• _WHAT NEEDS TO BE DONE_
Report, in full, each line of the material below in which the string "data" occurs.

--- --- ---

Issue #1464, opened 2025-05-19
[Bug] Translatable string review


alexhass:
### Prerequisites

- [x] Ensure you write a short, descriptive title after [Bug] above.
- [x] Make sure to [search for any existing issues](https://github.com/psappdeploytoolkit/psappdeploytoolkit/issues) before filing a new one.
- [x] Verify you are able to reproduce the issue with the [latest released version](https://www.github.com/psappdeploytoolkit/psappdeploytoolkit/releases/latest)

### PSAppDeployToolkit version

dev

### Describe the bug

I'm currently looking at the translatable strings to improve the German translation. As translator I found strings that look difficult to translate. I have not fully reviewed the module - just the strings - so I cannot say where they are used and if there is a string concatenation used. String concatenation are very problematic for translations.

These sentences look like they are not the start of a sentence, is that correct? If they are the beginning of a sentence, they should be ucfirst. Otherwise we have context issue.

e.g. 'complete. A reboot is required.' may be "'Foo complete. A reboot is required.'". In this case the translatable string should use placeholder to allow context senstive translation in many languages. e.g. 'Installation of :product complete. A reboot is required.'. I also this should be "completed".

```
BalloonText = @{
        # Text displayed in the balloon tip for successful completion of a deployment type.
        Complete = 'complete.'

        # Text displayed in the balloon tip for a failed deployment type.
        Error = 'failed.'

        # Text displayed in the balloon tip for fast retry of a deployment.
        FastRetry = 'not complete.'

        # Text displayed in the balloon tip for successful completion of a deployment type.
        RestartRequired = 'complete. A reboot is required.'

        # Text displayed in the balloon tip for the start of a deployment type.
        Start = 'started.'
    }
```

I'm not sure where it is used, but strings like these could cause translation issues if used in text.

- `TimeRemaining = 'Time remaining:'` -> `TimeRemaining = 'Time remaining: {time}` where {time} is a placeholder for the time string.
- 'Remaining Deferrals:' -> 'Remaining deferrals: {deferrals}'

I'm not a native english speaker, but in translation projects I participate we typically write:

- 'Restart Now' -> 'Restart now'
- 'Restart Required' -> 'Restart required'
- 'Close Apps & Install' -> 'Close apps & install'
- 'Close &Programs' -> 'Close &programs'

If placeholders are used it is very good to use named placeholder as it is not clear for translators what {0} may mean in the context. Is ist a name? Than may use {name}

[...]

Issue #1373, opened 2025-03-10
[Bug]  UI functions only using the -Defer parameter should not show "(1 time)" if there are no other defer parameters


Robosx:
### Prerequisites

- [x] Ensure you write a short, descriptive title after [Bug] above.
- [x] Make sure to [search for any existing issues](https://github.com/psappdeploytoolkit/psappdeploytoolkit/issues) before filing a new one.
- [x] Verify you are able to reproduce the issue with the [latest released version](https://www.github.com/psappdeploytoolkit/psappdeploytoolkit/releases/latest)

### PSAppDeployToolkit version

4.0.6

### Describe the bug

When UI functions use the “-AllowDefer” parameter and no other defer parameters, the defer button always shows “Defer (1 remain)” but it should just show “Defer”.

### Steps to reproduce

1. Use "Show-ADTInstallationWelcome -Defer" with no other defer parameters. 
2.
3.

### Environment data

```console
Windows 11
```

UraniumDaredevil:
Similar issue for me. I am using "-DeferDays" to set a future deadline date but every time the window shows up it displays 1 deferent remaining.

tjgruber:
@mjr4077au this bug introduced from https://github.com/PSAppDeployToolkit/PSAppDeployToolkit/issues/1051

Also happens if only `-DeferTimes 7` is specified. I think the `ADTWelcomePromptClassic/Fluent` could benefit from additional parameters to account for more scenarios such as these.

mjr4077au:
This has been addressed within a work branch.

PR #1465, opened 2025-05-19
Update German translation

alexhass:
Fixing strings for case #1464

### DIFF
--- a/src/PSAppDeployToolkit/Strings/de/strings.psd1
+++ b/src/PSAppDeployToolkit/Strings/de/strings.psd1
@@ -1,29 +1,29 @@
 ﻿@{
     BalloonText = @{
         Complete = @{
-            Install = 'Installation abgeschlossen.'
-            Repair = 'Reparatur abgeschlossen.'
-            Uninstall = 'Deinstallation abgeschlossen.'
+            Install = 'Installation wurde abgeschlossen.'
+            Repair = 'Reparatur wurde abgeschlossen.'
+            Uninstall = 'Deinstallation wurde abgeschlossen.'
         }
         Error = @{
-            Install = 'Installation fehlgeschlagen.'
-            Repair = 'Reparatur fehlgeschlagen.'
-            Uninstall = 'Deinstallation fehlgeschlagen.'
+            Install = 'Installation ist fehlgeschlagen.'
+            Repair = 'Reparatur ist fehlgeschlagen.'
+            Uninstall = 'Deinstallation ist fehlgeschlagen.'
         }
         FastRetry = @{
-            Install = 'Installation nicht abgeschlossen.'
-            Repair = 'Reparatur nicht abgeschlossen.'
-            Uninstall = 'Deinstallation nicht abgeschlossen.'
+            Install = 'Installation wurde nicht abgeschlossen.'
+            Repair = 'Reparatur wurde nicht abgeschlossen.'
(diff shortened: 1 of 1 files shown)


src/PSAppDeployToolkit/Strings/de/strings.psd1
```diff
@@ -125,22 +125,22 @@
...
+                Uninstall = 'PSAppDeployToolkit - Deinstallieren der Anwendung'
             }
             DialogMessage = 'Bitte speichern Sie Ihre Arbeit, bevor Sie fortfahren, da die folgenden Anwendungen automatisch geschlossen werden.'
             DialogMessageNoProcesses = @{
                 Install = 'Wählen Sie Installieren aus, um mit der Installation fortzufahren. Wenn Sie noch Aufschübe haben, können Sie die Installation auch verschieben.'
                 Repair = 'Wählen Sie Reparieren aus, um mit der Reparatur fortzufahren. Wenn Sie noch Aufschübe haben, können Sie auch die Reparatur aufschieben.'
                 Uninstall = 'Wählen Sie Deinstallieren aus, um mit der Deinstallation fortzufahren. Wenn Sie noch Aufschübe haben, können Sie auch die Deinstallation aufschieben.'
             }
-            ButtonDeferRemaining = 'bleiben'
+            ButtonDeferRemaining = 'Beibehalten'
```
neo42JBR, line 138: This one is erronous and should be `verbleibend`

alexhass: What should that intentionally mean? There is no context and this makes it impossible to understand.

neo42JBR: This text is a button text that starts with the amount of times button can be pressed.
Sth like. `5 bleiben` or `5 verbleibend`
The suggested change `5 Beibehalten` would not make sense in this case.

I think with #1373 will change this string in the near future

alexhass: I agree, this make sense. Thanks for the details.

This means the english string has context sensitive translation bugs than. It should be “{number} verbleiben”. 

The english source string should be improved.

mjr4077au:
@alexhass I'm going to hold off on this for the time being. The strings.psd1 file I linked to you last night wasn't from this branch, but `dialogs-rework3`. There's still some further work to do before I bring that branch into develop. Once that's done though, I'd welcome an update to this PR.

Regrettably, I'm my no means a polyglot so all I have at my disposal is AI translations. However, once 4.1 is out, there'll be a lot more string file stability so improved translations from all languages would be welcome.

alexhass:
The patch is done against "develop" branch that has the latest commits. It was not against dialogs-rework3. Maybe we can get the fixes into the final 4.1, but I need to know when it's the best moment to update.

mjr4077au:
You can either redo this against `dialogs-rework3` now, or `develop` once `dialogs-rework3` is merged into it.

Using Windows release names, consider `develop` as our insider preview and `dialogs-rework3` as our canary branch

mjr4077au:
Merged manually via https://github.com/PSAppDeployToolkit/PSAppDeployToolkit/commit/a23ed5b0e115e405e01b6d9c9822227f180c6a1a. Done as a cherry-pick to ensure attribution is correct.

--- --- ---

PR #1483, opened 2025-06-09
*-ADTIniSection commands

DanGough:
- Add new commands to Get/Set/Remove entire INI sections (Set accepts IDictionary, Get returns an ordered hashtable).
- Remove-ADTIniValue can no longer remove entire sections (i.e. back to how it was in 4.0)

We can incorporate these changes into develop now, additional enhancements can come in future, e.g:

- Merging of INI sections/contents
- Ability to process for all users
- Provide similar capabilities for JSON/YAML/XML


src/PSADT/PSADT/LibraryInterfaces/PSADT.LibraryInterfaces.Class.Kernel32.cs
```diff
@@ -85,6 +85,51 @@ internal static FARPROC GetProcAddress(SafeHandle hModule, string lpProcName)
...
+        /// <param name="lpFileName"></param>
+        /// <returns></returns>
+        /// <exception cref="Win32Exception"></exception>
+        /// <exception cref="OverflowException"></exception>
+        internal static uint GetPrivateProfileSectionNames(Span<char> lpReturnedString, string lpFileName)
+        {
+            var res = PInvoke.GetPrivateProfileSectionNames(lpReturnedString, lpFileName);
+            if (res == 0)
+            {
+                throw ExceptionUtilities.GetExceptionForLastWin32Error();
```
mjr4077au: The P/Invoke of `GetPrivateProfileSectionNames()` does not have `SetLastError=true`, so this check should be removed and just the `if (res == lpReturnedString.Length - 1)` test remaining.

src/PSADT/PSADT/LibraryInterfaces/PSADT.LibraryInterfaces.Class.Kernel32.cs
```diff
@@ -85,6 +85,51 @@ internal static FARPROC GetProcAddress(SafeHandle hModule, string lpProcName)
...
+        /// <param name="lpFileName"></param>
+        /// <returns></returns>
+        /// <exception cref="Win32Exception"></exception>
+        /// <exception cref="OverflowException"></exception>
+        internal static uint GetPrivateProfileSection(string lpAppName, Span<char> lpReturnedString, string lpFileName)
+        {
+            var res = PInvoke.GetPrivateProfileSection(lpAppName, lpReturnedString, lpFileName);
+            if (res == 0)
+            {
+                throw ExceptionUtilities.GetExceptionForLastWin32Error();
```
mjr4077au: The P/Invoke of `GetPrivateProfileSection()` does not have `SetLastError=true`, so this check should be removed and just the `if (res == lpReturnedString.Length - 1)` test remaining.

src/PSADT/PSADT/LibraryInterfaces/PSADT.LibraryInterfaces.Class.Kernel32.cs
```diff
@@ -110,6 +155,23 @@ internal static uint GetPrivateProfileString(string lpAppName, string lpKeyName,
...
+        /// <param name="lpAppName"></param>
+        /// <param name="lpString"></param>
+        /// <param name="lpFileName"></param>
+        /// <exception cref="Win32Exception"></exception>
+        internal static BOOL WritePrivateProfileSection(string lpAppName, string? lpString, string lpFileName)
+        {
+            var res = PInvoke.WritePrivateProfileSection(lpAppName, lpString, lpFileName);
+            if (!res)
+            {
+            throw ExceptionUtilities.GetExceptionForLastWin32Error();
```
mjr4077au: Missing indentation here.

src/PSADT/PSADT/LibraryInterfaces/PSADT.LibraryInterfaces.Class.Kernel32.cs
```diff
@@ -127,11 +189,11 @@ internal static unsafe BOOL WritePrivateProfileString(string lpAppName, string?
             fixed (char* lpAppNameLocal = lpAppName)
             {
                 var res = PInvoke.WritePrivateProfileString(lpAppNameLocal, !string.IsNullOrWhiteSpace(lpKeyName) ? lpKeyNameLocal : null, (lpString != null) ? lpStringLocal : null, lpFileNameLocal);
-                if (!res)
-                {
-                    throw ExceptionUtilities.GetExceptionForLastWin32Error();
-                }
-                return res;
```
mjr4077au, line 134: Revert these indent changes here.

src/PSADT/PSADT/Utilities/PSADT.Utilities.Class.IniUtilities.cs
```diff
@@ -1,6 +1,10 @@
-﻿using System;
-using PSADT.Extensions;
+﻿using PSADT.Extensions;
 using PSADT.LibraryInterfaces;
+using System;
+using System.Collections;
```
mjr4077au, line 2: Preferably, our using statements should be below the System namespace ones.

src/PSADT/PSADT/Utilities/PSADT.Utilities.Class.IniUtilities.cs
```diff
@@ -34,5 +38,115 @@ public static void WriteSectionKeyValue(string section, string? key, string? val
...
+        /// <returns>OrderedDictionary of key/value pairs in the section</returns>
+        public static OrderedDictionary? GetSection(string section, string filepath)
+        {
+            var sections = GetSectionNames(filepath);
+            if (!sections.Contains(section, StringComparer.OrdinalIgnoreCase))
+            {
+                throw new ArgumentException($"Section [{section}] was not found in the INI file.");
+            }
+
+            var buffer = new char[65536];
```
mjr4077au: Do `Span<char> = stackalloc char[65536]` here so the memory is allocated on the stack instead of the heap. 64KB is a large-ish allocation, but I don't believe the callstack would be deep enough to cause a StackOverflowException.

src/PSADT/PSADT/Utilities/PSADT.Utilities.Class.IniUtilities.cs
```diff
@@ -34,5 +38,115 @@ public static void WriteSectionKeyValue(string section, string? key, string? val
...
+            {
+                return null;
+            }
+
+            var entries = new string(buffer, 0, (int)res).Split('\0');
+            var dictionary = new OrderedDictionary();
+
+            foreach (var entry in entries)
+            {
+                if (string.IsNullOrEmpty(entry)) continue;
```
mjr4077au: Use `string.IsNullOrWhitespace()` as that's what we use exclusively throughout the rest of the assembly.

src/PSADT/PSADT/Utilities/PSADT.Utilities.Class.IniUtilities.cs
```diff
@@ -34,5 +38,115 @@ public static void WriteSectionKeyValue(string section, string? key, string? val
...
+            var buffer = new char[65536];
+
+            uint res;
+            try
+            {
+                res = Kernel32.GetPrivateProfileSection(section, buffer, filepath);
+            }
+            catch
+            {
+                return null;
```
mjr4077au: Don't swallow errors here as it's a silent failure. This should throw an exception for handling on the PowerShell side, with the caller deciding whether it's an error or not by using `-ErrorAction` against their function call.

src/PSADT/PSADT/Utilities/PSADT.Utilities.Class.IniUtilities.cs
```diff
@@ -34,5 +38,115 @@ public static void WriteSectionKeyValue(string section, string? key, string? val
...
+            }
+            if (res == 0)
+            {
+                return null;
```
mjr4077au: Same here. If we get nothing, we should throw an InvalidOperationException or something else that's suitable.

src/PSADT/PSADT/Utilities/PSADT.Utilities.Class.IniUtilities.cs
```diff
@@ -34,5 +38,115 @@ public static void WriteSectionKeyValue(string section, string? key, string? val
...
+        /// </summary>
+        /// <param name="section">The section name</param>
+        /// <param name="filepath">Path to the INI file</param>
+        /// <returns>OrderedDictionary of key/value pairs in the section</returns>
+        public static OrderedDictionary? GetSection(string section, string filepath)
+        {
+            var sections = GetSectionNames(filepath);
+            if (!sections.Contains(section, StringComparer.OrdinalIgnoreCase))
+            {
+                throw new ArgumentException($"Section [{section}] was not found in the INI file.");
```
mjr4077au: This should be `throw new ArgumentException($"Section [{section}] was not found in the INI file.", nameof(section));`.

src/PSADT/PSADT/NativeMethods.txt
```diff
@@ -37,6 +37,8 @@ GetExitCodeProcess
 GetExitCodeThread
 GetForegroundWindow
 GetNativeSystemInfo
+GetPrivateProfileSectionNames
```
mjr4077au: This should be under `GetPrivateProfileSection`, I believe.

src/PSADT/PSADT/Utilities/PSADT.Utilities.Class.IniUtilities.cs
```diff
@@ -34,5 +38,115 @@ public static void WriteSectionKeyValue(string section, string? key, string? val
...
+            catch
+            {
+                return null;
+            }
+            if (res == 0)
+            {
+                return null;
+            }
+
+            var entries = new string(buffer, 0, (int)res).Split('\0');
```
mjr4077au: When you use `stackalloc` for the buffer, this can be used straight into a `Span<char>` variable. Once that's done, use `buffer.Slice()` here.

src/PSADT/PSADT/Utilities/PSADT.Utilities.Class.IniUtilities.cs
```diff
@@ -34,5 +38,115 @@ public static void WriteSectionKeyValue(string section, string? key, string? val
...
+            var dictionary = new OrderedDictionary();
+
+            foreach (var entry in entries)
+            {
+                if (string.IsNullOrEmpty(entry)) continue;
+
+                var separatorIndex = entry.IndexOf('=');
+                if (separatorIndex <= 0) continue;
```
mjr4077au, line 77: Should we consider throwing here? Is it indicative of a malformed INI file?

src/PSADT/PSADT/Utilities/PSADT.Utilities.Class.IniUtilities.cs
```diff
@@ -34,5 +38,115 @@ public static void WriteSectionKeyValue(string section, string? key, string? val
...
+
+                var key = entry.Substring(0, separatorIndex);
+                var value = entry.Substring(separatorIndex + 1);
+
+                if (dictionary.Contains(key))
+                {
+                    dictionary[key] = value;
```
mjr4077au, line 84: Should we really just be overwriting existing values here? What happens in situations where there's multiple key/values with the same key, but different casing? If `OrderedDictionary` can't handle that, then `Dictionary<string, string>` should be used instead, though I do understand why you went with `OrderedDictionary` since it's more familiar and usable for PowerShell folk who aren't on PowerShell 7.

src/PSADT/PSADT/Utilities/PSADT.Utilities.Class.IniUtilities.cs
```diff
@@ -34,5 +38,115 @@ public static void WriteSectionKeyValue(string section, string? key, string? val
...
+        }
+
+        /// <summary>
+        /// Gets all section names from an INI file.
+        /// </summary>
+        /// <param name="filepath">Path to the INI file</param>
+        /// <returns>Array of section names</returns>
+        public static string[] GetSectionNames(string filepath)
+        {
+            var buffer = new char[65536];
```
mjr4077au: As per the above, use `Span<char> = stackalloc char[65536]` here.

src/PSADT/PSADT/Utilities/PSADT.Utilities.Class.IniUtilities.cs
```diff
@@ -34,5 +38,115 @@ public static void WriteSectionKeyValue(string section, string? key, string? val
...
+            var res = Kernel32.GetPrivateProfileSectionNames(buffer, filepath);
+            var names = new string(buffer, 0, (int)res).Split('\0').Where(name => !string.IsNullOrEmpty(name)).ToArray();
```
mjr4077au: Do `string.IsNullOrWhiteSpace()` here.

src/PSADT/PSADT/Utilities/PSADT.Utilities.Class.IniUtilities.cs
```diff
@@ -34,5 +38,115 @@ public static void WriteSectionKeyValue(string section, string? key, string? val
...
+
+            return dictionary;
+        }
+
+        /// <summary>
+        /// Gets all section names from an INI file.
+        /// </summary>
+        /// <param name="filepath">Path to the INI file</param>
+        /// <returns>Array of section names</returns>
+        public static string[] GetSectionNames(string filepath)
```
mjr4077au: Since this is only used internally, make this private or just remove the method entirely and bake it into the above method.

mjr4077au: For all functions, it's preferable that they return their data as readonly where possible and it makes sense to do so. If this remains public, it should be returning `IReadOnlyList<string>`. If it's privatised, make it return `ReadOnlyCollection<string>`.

--- --- ---

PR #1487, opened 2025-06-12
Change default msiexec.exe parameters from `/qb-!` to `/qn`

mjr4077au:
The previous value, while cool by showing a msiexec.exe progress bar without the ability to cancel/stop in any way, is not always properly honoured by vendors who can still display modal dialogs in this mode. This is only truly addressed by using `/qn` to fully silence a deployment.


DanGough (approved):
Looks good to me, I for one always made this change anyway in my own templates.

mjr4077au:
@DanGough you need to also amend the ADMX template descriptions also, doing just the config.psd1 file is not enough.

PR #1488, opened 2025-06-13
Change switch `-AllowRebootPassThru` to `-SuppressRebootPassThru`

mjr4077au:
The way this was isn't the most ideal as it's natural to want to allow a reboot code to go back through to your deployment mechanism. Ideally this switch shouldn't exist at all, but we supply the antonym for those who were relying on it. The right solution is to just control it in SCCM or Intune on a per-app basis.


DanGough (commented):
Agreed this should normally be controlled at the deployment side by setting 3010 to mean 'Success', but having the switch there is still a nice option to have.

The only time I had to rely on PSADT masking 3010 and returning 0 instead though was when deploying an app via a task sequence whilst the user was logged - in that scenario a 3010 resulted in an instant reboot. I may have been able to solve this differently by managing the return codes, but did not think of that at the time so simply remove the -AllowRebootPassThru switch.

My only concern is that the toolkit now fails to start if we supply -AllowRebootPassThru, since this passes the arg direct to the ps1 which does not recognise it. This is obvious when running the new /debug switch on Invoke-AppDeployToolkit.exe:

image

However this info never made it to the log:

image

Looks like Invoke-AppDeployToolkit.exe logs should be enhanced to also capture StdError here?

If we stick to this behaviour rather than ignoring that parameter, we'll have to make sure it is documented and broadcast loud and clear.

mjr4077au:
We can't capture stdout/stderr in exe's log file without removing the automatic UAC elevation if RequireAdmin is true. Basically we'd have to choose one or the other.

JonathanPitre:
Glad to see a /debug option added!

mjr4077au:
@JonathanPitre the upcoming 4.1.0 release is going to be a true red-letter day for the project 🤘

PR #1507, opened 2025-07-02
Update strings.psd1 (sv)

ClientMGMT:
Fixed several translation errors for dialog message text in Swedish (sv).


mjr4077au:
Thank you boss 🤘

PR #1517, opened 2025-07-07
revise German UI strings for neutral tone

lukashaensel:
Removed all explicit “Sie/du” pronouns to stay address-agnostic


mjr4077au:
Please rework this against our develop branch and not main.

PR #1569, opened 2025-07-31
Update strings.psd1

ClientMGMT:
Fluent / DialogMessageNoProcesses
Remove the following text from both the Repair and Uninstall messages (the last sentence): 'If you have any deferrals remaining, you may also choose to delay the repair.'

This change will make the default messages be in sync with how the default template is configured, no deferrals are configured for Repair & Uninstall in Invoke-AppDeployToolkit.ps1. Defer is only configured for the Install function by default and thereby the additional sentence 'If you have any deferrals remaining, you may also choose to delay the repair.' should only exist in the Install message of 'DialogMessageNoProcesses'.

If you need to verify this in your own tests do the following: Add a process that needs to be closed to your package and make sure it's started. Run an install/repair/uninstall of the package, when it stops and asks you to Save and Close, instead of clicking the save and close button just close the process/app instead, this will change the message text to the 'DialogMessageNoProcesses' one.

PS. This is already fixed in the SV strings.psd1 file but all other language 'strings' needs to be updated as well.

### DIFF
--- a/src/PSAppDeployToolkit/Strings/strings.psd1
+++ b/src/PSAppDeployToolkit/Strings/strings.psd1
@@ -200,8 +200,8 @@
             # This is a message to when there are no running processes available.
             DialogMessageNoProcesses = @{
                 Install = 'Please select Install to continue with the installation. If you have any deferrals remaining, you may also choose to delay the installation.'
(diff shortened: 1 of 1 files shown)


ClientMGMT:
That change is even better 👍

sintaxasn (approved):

--- --- ---

• _EXERCISE RESPONSE_
### Environment data
mjr4077au: For all functions, it's preferable that they return their data as readonly where possible and it makes sense to do so. If this remains public, it should be returning `IReadOnlyList<string>`. If it's privatised, make it return `ReadOnlyCollection<string>`.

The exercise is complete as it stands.